In a way, these feature neurons are like compasses: they only activate when the measurement is off from a set point (magnetic north, for a compass). Scientists aren’t quite sure how each cell determines its set point. However, combining all the “set points” generates a “face space”—a sort of average face, or a face atlas.
From there, when presented with a new face, each neuron will measure the difference between a feature (distance between eyes, for example) and the face atlas. Combine all those differences, and voilá—you have a representation of a new face.

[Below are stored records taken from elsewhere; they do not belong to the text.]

PR #65, opened 2025-03-07
docs: Add contributing note regarding unit variables

DNedic:
This makes sure that there is no confusion when doing math with physical unit based variables.


filipembedded (approved):
Good suggestion! I think we should stick to that approach in the future.

PR #66, opened 2025-04-26
esc: Change outdated error status handling

filipembedded:
Previous error handling used a raw `if (status < 0)` check, which is
no longer appropriate after migrating to standardized error codes.
Remove the outdated check to align with the updated error handling
approach.


DNedic (approved):
LGTM

DNedic:
Please note that this shouldn't be labeled `feat`, since its a fix and not a feature and also not under `esc` since its a part of the demos, not the esc library.

PR #67, opened 2025-05-19
fix: Consolidate CMake versions across efc

lkijanovic:
CMake >= 4.0 fails to build as it now requires cmake_minimum_required() version >= 3.5.0.
Zephyr and MAVLink satisfy this, and this is the only occurrence in our repository.

Even without new limitations it would be nice to keep consistent with stuff like this across non-external files.


DNedic (approved):
LGTM

filipembedded (approved):

PR #68, opened 2025-07-19
boards(eurus_nexus_v1_1): Add initial support

filipembedded:
This adds initial support for a custom board - eurus_nexus_v1_1.


boards/eurus_project/eurus_nexus_v1_1/doc/eurus_nexus_v1_1_schematic.pdf
DNedic, line 1: Could you check the terms of conditions of EasyEDA for inclusion here?

app/boards/eurus_nexus_v1_1.overlay
DNedic, line 1: We don't *really* need an overlay, since this is a single-purpose board, and has most things fixed for this application specifically.

boards/eurus_project/eurus_nexus_v1_1/eurus_nexus_v1_1_defconfig
DNedic, line 1: Do we have everything we need here? `prj.conf` we are using by default could mask missing things here.

DNedic (approved):
LGTM overall, very nice work!

boards/eurus_project/eurus_nexus_v1_1/eurus_nexus_v1_1_defconfig
filipembedded: That makes sense! I will check it out

app/boards/eurus_nexus_v1_1.overlay
filipembedded: I agree. But at this moment, a couple of nodes defined in devicetree are not being used in our main application, so I used the overlay to disable unused nodes.

boards/eurus_project/eurus_nexus_v1_1/eurus_nexus_v1_1_defconfig
```diff
@@ -0,0 +1,61 @@
...
+# 
+# You should have received a copy of the GNU General Public License
+# along with this program. If not, see <http://www.gnu.org/licenses/>.
+#
+
+CONFIG_GPIO=y
+CONFIG_SERIAL=y
+CONFIG_CONSOLE=y
+CONFIG_USB_DEVICE_STACK=y
+CONFIG_I2C=y
```
DNedic, line 22: Everything under here can be removed as it is not board-specific.

PR #71, opened 2025-10-06
demos(nvs-nor-flash): Add demo for Zephyr Non-Volatile Storage (NVS) on external flash

filipembedded:
This PR adds adapted version of the [Zephyr NVS demo](https://docs.zephyrproject.org/latest/samples/subsys/nvs/README.html) tailored to the needs of **efc** project.

### DIFF
--- a/demos/nvs-spi-flash/Kconfig
+++ b/demos/nvs-spi-flash/Kconfig
@@ -1,0 +1,3 @@
+# Flash non-volatile storage demo configuration
+
+source "Kconfig.zephyr"
--- a/demos/nvs-spi-flash/prj.conf
+++ b/demos/nvs-spi-flash/prj.conf
@@ -1,0 +1,32 @@
+# 
+# This file is part of the efc project <https://github.com/eurus-project/efc/>.
+# Copyright (c) 2024 The efc developers.
+# 
+# This program is free software: you can redistribute it and/or modify
+# it under the terms of the GNU General Public License as published by
+# the Free Software Foundation, version 3.
+# 
+# This program is distributed in the hope that it will be useful, but
+# WITHOUT ANY WARRANTY; without even the implied warranty of
+# MERCHANTABILITY or FITNESS FOR A PARTICULAR PURPOSE. See the GNU
+# General Public License for more details.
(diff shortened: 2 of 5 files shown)


demos/nvs-spi-flash/Kconfig
```diff
@@ -0,0 +1,27 @@
+# Flash non-volatile storage demo configuration
+
+mainmenu "NVS Sample Configuration"
+
+config NVS_SAMPLE_MAX_REBOOT
```
DNedic, line 5: Let's not use `NVS_` for app-level configs, as they can be confused with actual NVS subsystem configuration values. Either `DEMO_` or `APP_` would suffice.

demos/nvs-spi-flash/prj.conf
```diff
@@ -0,0 +1,34 @@
...
+# along with this program. If not, see <http://www.gnu.org/licenses/>.
+#
+
+CONFIG_FLASH=y
+CONFIG_NVS=y
+CONFIG_LOG=y
+CONFIG_LOG_MODE_IMMEDIATE=y
+CONFIG_NVS_LOG_LEVEL_DBG=y
+CONFIG_REBOOT=y
+#CONFIG_MPU_ALLOW_FLASH_WRITE=y #If NVS is used with INTERNAL flash, enable this
```
DNedic, line 24: Let's not leave commented-in code.

demos/nvs-spi-flash/src/main.c
```diff
@@ -0,0 +1,268 @@
+/*
+ * NOTE: This demo is the official Zephyr demo adapted to suit the needs of efc
```
DNedic, line 2: We're not allowed to do this. `efc` is licensed under GPLv3, and the Zephyr sample is under Apache 2.0. You're not allowed to apply a more restrictive license to a piece of code AFAIK.

DNedic: As an alternative, why not suggest building the official sample with our board?

If that is not an option, we have to implement the sample from scratch, without looking at the Zephyr sample.

PR #81, opened 2026-01-03
Add motor mixing library and demo

filipembedded:
This PR adds motor mixing library for quadcopters and demo that showcases the usage of the library.

### DIFF
--- a/libs/motor_control/esc/Kconfig
+++ b/libs/motor_control/esc/Kconfig
@@ -27,6 +27,3 @@ config ESC_MAX_PULSE_OFFSET_PERCENT
 
 
 endif # ESC
-
-
-source "Kconfig.zephyr"
--- a/libs/motor_control/mixer/mixer.c
+++ b/libs/motor_control/mixer/mixer.c
@@ -42,18 +42,19 @@ MIXER_Error_Type MIXER_AddMotorInstance(MIXER_Inst_Type *mixer,
         return MIXER_ESC_ERROR;
     }
 
-    mixer->motor_arr[mixer->motor_instances] = *esc;
-    mixer->motor_instances++;
-
-    if (mixer->motor_instances > mixer->max_motor_num) {
+    if (mixer->motor_instances == mixer->max_motor_num) {
         return MIXER_INIT_ERROR;
     }
+
+    mixer->motor_arr[mixer->motor_instances] = *esc;
+    mixer->motor_instances++;
 
     return MIXER_SUCCESS;
 }
 
 MIXER_Error_Type MIXER_Init(MIXER_Inst_Type *mixer,
                             MIXER_UAV_Cfg_Type uav_cfg) {
+    MIXER_Error_Type ret = MIXER_SUCCESS;
 
     if (mixer == NULL) {
         return MIXER_INIT_ERROR;
@@ -67,8 +68,6 @@ MIXER_Error_Type MIXER_Init(MIXER_Inst_Type *mixer,
     mixer->uav_config = uav_cfg;
     mixer->motor_instances = 0;
 
-    MIXER_Error_Type ret = MIXER_SUCCESS;
-
     switch (uav_cfg) {
     case MIXER_UAV_CFG_QUADROTOR_X:
     case MIXER_UAV_CFG_QUADROTOR_CROSS:
@@ -80,11 +79,15 @@ MIXER_Error_Type MIXER_Init(MIXER_Inst_Type *mixer,
         break;
     default:
         ret = MIXER_INVALID_CFG;
-        mixer->initialized = false;
         break;
     }
 
-    mixer->initialized = true;
+    if (ret == MIXER_SUCCESS) {
+        mixer->initialized = true;
+    } else {
+        mixer->initialized = false;
+    }
+
     return ret;
 }
 
--- a/libs/motor_control/mixer/mixer.c
+++ b/libs/motor_control/mixer/mixer.c
@@ -120,26 +120,25 @@ static void normalize_stick_input(const MIXER_Raw_Input_Type *mixer_raw,
 #endif
 
 #ifdef CONFIG_MIXER_MAXIMAL_RECEIVER_DATA_OFFSET
-    max_receiver_val = CONFIG_MIXER_MAXIMAL_RECEIVER_DATA_VALUE
+    max_receiver_val = CONFIG_MIXER_MAXIMAL_RECEIVER_DATA_VALUE;
 #else
     max_receiver_val = MIXER_RECEIVER_DEFAULT_MAX_VALUE;
 #endif
 
 #ifdef CONFIG_MIXER_NEUTRAL_RECEIVER_DATA_OFFSET
-        neutral_receiver_val = CONFIG_MIXER_NEUTRAL_RECEIVER_DATA_VALUE
+    neutral_receiver_val = CONFIG_MIXER_NEUTRAL_RECEIVER_DATA_VALUE;
 #else
     neutral_receiver_val = MIXER_RECEIVER_DEFAULT_NEUTRAL_VALUE;
 #endif
 
-        /* Map raw roll values:
-            [min_receiver_val, neutral_receiver_val] -> [-1.0, 0.0] and
-            [neutral_receiver_val, max_receiver_val] -> [0.0, 1.0]
-        */
-        if (mixer_raw->roll < neutral_receiver_val) {
+    /* Map raw roll values:
+        [min_receiver_val, neutral_receiver_val] -> [-1.0, 0.0] and
+        [neutral_receiver_val, max_receiver_val] -> [0.0, 1.0]
+    */
+    if (mixer_raw->roll < neutral_receiver_val) {
         mixer_mapped->roll = (float)(mixer_raw->roll - neutral_receiver_val) /
                              (float)(neutral_receiver_val - min_receiver_val);
-    }
-    else {
+    } else {
         mixer_mapped->roll = (float)(mixer_raw->roll - neutral_receiver_val) /
                              (float)(max_receiver_val - neutral_receiver_val);
     }
--- a/libs/motor_control/mixer/mixer.c
+++ b/libs/motor_control/mixer/mixer.c
@@ -17,16 +17,16 @@
 
 #include "mixer.h"
 #include <stdio.h>
+#include <string.h>
 #include <zephyr/kernel.h>
 
-#define MIXER_RECEIVER_DEFAULT_MIN_VALUE 0.0f
-#define MIXER_RECEIVER_DEFAULT_MAX_VALUE 2047.0f
-#define MIXER_RECEIVER_DEFAULT_NEUTRAL_VALUE 1024.0f
-
-static void normalize_stick_input(const MIXER_Raw_Input_Type *mixer_raw,
-                                  MIXER_Mapped_Input_Type *mixer_mapped);
-
-static float limit_min_thrust_values(float mixer_calcualated_val, float thrust);
+static void setup_motor_factors(MIXER_Inst_Type *mixer);
+static MIXER_Error_Type validate_mixer_input(const MIXER_Input_Type *input);
+static void calculate_motor_outputs(MIXER_Inst_Type *mixer,
+                                    const MIXER_Input_Type *input);
+static void normalize_motor_outputs(MIXER_Inst_Type *mixer);
+static MIXER_Error_Type apply_motor_outputs(MIXER_Inst_Type *mixer);
+static MIXER_Error_Type validate_mixer_geom_cfg(MIXER_UAV_Cfg_Type cfg);
 
 MIXER_Error_Type MIXER_AddMotor(MIXER_Inst_Type *mixer, ESC_Inst_Type *esc) {
     if (mixer == NULL || esc == NULL) {
@@ -59,13 +59,17 @@ MIXER_Error_Type MIXER_Init(MIXER_Inst_Type *mixer,
         return MIXER_INIT_ERROR;
     }
 
-    if (uav_cfg < MIXER_UAV_CFG_QUADROTOR_X ||
-        uav_cfg > MIXER_UAV_CFG_HEXAROTOR_CROSS) {
+    if (validate_mixer_geom_cfg(uav_cfg) != MIXER_SUCCESS) {
         return MIXER_INVALID_CFG;
     }
 
-    mixer->uav_config = uav_cfg;
+    memset(mixer->motor_arr, 0, sizeof(mixer->motor_arr));
+    memset(mixer->motor_factors, 0, sizeof(mixer->motor_factors));
+    memset(mixer->motor_outputs, 0, sizeof(mixer->motor_outputs));
     mixer->motor_instances = 0;
+    mixer->max_motor_num = 0;
+    mixer->uav_config = uav_cfg;
+    mixer->initialized = false;
 
     switch (uav_cfg) {
     case MIXER_UAV_CFG_QUADROTOR_X:
@@ -85,6 +89,7 @@ MIXER_Error_Type MIXER_Init(MIXER_Inst_Type *mixer,
 
     if (ret == MIXER_SUCCESS) {
         mixer->initialized = true;
+        setup_motor_factors(mixer);
     } else {
         mixer->initialized = false;
     }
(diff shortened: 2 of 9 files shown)


libs/motor_control/mixer/mixer.c
```diff
@@ -0,0 +1,240 @@
...
+
+    mixer->motor_arr[mixer->motor_instances] = *esc;
+    mixer->motor_instances++;
+
+    return MIXER_SUCCESS;
+}
+
+MIXER_Error_Type MIXER_Init(MIXER_Inst_Type *mixer,
+                            MIXER_UAV_Cfg_Type uav_cfg) {
+    MIXER_Error_Type ret = MIXER_SUCCESS;
```
DNedic: Never default to success, there are many pitfalls associated, including accidentally returning ret on error, misleading coredumps etc.

libs/motor_control/mixer/mixer.c
```diff
@@ -0,0 +1,240 @@
...
+                                     mixer_mapped.thrust);
+        m4 = limit_min_thrust_values(mixer_mapped.thrust - mixer_mapped.roll -
+                                         mixer_mapped.pitch - mixer_mapped.yaw,
+                                     mixer_mapped.thrust);
+        break;
+
+    default:
+        break;
+    }
+    esc_status = ESC_SetSpeed(&mixer->motor_arr[0], m1);
```
DNedic: Idea: How about matrix operations from the get-go instead of hardcoding like this?

libs/motor_control/mixer/mixer.h
```diff
@@ -0,0 +1,71 @@
...
+    uint8_t max_motor_num;
+} MIXER_Inst_Type;
+
+MIXER_Error_Type MIXER_AddMotorInstance(MIXER_Inst_Type *mixer,
+                                        ESC_Inst_Type *esc);
+
+MIXER_Error_Type MIXER_Init(MIXER_Inst_Type *mixer, MIXER_UAV_Cfg_Type uav_cfg);
+
+MIXER_Error_Type MIXER_Execute(MIXER_Inst_Type *mixer,
+                               MIXER_Raw_Input_Type *mixer_in);
```
DNedic: Why ingest the "raw" data and what format is it in? At least should be documented, ideally should have a less error-prone API like using floats.

libs/motor_control/mixer/mixer.h
```diff
@@ -0,0 +1,71 @@
...
+
+typedef struct {
+    ESC_Inst_Type motor_arr[MAX_MOTOR_INSTANCES];
+    uint8_t motor_instances;
+    MIXER_UAV_Cfg_Type uav_config;
+    bool initialized;
+    uint8_t max_motor_num;
+} MIXER_Inst_Type;
+
+MIXER_Error_Type MIXER_AddMotorInstance(MIXER_Inst_Type *mixer,
```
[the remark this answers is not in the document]
filipembedded: I agree, that sounds much better.

libs/motor_control/mixer/mixer.c
```diff
@@ -0,0 +1,240 @@
...
+    if (mixer_mapped->yaw > 1.0f)
+        mixer_mapped->yaw = 1.0f;
+
+    /* Map raw thrust values:
+        [min_receiver_val, max_receiver_val] -> [0.0, 1.0]
+    */
+    mixer_mapped->thrust = (float)(mixer_raw->thrust - min_receiver_val) /
+                           (float)(max_receiver_val - min_receiver_val);
+
+    // Clamp calculated values
```
DNedic: These clampings have the same problem. If one clips, but others don't you get wrong inputs propagated. The input vector should be calculated and normalized.

libs/motor_control/mixer/mixer.c
```diff
@@ -0,0 +1,240 @@
...
+    ESC_Error_Type esc_status;
+    MIXER_Mapped_Input_Type mixer_mapped;
+
+    /* Remapping the raw values to ESC-compatible ones */
+    normalize_stick_input(mixer_raw, &mixer_mapped);
+
+    // TODO: Add checks here for edge-cases like R=P=0 and Y>T
+    switch (mixer->uav_config) {
+    case MIXER_UAV_CFG_QUADROTOR_X:
+        m1 = limit_min_thrust_values(mixer_mapped.thrust - mixer_mapped.roll +
```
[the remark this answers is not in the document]
filipembedded: I understand the issue here, thanks for pointing this. I think that @nikolaptr mentioned somewhere that this issue could be solved statically, and that it could be simpler solution. 
@nikolaptr Can you point me to some materials or prior implementations related to this issue so I can be sure I approach this correctly?

libs/motor_control/mixer/mixer.c
```diff
@@ -0,0 +1,240 @@
...
+
+    return MIXER_SUCCESS;
+}
+
+static void normalize_stick_input(const MIXER_Raw_Input_Type *mixer_raw,
+                                  MIXER_Mapped_Input_Type *mixer_mapped) {
+    int32_t min_receiver_val, max_receiver_val, neutral_receiver_val;
+
+#ifdef CONFIG_MIXER_MINIMAL_RECEIVER_DATA_OFFSET
+    min_receiver_val = CONFIG_MIXER_MINIMAL_RECEIVER_DATA_VALUE;
```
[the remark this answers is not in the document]
filipembedded: That makes sense, thanks a lot!

libs/motor_control/mixer/mixer.h
```diff
@@ -0,0 +1,71 @@
...
+
+typedef enum {
+    MIXER_SUCCESS = 0,
+    MIXER_INIT_ERROR,
+    MIXER_ESC_ERROR,
+    MIXER_INVALID_CFG,
+} MIXER_Error_Type;
+
+typedef enum {
+    MIXER_UAV_CFG_QUADROTOR_X = 0,
```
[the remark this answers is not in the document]
filipembedded: Understood! I removed unsupported configurations.

libs/motor_control/mixer/mixer.c
filipembedded: I agree. I implemented matrix operations, please check it out

libs/motor_control/mixer/mixer.c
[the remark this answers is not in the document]
filipembedded: I implemented some solution for saturation based on the way Ardupilot does it. Please check it out @DNedic

libs/motor_control/mixer/mixer.c
```diff
@@ -0,0 +1,243 @@
...
+        ESC_Error_Type esc_status =
+            ESC_SetSpeed(&mixer->motor_arr[i], mixer->motor_outputs[i]);
+        if (esc_status < 0) {
+            return MIXER_ESC_ERROR;
+        }
+    }
+    return MIXER_SUCCESS;
+}
+
+static void normalize_motor_outputs(MIXER_Inst_Type *mixer) {
```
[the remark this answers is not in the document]
DNedic: To elaborate further - we want the *euclidean norm*/magnitude of the input vector to be such that we never enter saturation on any one of the motors. You can take a look at edge cases to infer where we would have maximum clipping and then go back from that to the normalization. If we simply go the static route we would find a scaling factor that is always applied, but for dynamic normalization it would be done here on the fly.

libs/motor_control/mixer/mixer.c
```diff
@@ -0,0 +1,234 @@
...
+}
+
+static void normalize_control(MIXER_Inst_Type *mixer,
+                              MIXER_Input_Type *mixer_in) {
+    switch (mixer->norm) {
+    case MIXER_NORM_STATIC:
+        const float scale = 1.0f / 3.0f;
+        mixer_in->roll *= scale;
+        mixer_in->pitch *= scale;
+        mixer_in->yaw *= scale;
```
lkijanovic: Shouldn't throttle be normalized here as well? It seems that with sufficiently large throttle this will still cause saturation.

libs/motor_control/mixer/mixer.c
```diff
@@ -0,0 +1,234 @@
...
+        break;
+
+    case MIXER_NORM_DYNAMIC:
+        const float c_max = fabsf(mixer_in->roll) + fabsf(mixer_in->pitch) +
+                            fabsf(mixer_in->yaw);
+
+        const float headroom = 1.0f - mixer_in->thrust;
```
lkijanovic: Shouldn't we be worried about going below zero?
Something like: `headroom = min(thrust, 1-thrust)` might be better.

libs/motor_control/mixer/mixer.c
```diff
@@ -0,0 +1,234 @@
...
+        }
+    }
+    return MIXER_SUCCESS;
+}
+
+static void normalize_control(MIXER_Inst_Type *mixer,
+                              MIXER_Input_Type *mixer_in) {
+    switch (mixer->norm) {
+    case MIXER_NORM_STATIC:
+        const float scale = 1.0f / 3.0f;
```
DNedic: You use fixed factors here, but motor factors could change, at least you made a function to make them configurable. If we don't want them to be configurable (always perfect 4 motor x configuration) we could just encode it to a const struct.

filipembedded: I changed hardcoded scale here to configurable Thrust to RPY weight ratio in pre-compile time using Kconfig symbol for it. @nikolaptr suggested that Thrust should have higher priority over Pitch and Roll, and Pitch and Roll should have higher priority over Yaw. 
For now, I only implemented T to RPY ratio, but I can adapt it to fully match the @nikolaptr idea.

libs/motor_control/mixer/mixer.h
```diff
@@ -0,0 +1,185 @@
...
+ *
+ *         FRONT
+ *      [3]     [1]
+ *         \   /
+ *          [ ]
+ *         /   \
+ *      [2]     [4]
+ *         BACK
+ *
+ *      Initialization flow should be done like in this code snippet:
```
DNedic: See previous comment, requiring the user to follow this procedure is just waiting for bugs to happen, and it is useless boilerplate. Bundle the motor info and the configuration info together and pass them to `MIXER_Init()` once

libs/motor_control/mixer/mixer.c
```diff
@@ -0,0 +1,236 @@
...
+    return MIXER_SUCCESS;
+}
+
+static void normalize_control(MIXER_Inst_Type *mixer,
+                              MIXER_Input_Type *mixer_in) {
+    switch (mixer->norm) {
+    case MIXER_NORM_STATIC:
+        const float thrust_weight = CONFIG_STATIC_NORM_THRUST_WEIGHT / 100.0f;
+        const float rpy_weight = 1.0f - thrust_weight;
+        mixer_in->thrust *= thrust_weight;
```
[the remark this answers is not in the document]
filipembedded: Good catch!

libs/motor_control/mixer/mixer.c
```diff
@@ -0,0 +1,236 @@
...
+        mixer_in->roll *= rpy_weight;
+        mixer_in->pitch *= rpy_weight;
+        mixer_in->yaw *= rpy_weight;
+        break;
+
+    case MIXER_NORM_DYNAMIC:
+        const float c_max = fabsf(mixer_in->roll) + fabsf(mixer_in->pitch) +
```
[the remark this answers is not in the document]
filipembedded: c_max represents the worst-case control magnitude that could affect any single motor.

We use absolute values because each motor has different mixing factors (+-1). For a given motor, the roll/pitch/yaw contributions could all add up in the same direction.

libs/motor_control/mixer/mixer.h
```diff
@@ -0,0 +1,185 @@
...
+
+typedef struct {
+    float thrust; // 0.0 to 1.0
+    float roll;   // -1.0 to 1.0
+    float pitch;  // -1.0 to 1.0
+    float yaw;    // -1.0 to 1.0
+} MIXER_Input_Type;
+
+typedef struct {
+    float roll_factor;     // -1.0 to 1.0
```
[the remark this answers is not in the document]
filipembedded: Yeah you're right, these comments are useless

libs/motor_control/mixer/mixer.c
```diff
@@ -0,0 +1,236 @@
...
+    memset(mixer->motor_factors, 0, sizeof(mixer->motor_factors));
+    memset(mixer->motor_outputs, 0, sizeof(mixer->motor_outputs));
+    mixer->motor_instances = 0;
+    mixer->max_motor_num = 0;
+    mixer->uav_config = uav_cfg;
+    mixer->norm = norm;
+    mixer->initialized = false;
+
+    switch (uav_cfg) {
+    case MIXER_UAV_CFG_QUADROTOR_X:
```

Once the team figured out this division of labor, they constructed a mathematical model to predict how the patches process new faces.
Here’s the cool part: the medley of features that best covered the entire shape and look of a face was fairly abstract, including the distance between the brows. Sound familiar? That’s because the brain’s preferred set of features were similar to the “landmarks” that the team first intuitively labeled to generate their face database.
“We thought we had picked it out of the blue,” says Tsao.
But it makes sense. “If you look at methods for modeling faces in computer vision, almost all of them…separate out the shape and appearance,” she explains. “The mathematical elegance of the system is amazing.”
The team showed the monkeys a series of new faces while recording from roughly 200 neurons in the face patches. Using their mathematical model, they then calculated what features each neuron encodes for and how they combine.
The result? A “stunning accurate” reconstruction of the faces the monkeys were seeing. So accurate, in fact, that the algorithm-generated faces were nearly indistinguishable from the original.
“It really speaks to how compact and efficient this feature-based neural code is,” says Tsao, referring to the fact that such a small set of neurons contained sufficient information for a full face.
Tsao’s work doesn’t paint the full picture. The team only recorded from two out of six face patches, suggesting that other types of information processing may be happening alongside Tsao’s model.
But the study breaks the “black box” norm that’s plagued the field for decades.
“Our results demonstrate that at least one subdivision of IT cortex can be explained by an explicit, simple model, and ‘black box’ explanations are unnecessary,” the authors conclude (pretty sassy for an academic paper!).
While there aren’t any immediate applications, the new findings could eventually guide the development of brain-machine interfaces that directly stimulate the visual cortex to give back sight to the blind. They could also help physicians understand why some people suffer from “face blindness,” and engineer prosthetics to help.